Michael Andrew Breaks World Junior Record In 50m Breaststroke

2016 SHORT COURSE WORLD CHAMPIONSHIPS

After winning his first world championship gold medal last night, Michael Andrew of the United States was back in full force this morning with a new world junior record in the 50m breaststroke.

Andrew qualified seventh overall for tonight’s semifinals with a time of 26.56, bettering his personal best of 26.82 that he set at a FINA World Cup event in Berlin this past August.

The time also bettered Turkey’s Huseyin Sakci’s world junior record of 26.67 that he set back in December of 2015, just about a year ago.

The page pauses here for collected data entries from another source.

PR #117, opened 2023-06-21
This seems to be all that's required! As long as we're agreed we want…

### LINKED ISSUE #79: Can not delete work experience

samschlicht:
… sourcepartneradmins to have this permission, then it's done. (Noting that I've checked it works for TBB and CRS, since Suci works for the latter. 🙂)


camerojo (approved):
Nice one Sam!

PR #118, opened 2023-06-21
50 allow other languages in elastic search

### LINKED ISSUE #50: Allow other languages in Elastic Search
As a source partner user
I want to be able to use Other Language search criteria in elastic searches
Because I am seeing more Canadian opportunities in French speaking provinces

Mariam -
Please note that we're receiving more opportunities in French-speaking provinces in Canada and would greatly appreciate your assistance in optimizing the TC search features to streamline our candidate sorting process and make it easier for us to find candidates fluent in French.
Currently, the 'Other Language' field is available for filtering French-speaking candidates. However, this field is inaccessible when using the elastic search feature, which is essential for efficient sorting. Consequently, it becomes challenging to effectively filter candidates based on both their skills and French language proficiency.
Could we explore the possibility of unlocking the 'Other Language' field when utilizing the elastic search feature? This adjustment would enable us to sort candidates based on keywords and foreign language proficiency, providing greater flexibility as we encounter different language requirements in the future, including Dutch for some of the opportunities we are now receiving in Belgium and potential others as we scale in the future.

image

sadatmalik:
Enable other languages in elastic searches


camerojo (dismissed):
Nice stuff!!!

sadatmalik:
Pause on merging with staging as this change will affect the ES index dynamic mappings - better to wait until ES staging is provisioned.

camerojo (approved):
Go Sadat!

PR #151, opened 2023-07-10
123 enable all fields for elastic searching

### LINKED ISSUE #123: Enable all fields for elastic searching
As a source partner user
I want to be able to use all fields when elastic searching
To better the accuracy of my candidate search lists

sadatmalik:
enables the following fields for elastic searches:
- Occupation
- Education Level 
- Education Major


server/src/main/java/org/tbbtalent/server/model/es/CandidateEs.java
```diff
@@ -156,7 +155,6 @@ public class CandidateEs {
 
     private String partner;
 
-    @Field(type = FieldType.Text)
```
camerojo, line 175: Wondering why this annotation is no longer needed. It is used elsewhere.

camerojo (dismissed):
Looks good - just one comment - but OK to merge.

server/src/main/java/org/tbbtalent/server/model/es/CandidateEs.java
sadatmalik: This annotation forces the elasticsearch index mapping to full text searches only. 

We are removing it because we want this field to be indexed for both full text and keyword search - which is the default elastic search behaviour if no annotation is provided. 

Keyword mappings are required for elastic search term queries which we want to use for this field (as well as having it included in full text searches).

camerojo (approved):
Looks good! Users will like this!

Andrew’s swim came about halfway through the session, following a performance on the prelim squad of the 4x50m medley relay. There, diving in after a 23.84 backstroke leg by Matthew Josa, Andrew managed to split a 26.62.

Surprisingly he was about one-tenth faster without the flying start in order to break the record.

His time now makes him the fifth fastest American ever behind Ed Moses, Cody Miller, Mike Alexandrov, and Mark Gangloff.

In order to top the rankings, he’ll need to go faster than the 26.28 that Moses swam in Berlin back in January of 2002.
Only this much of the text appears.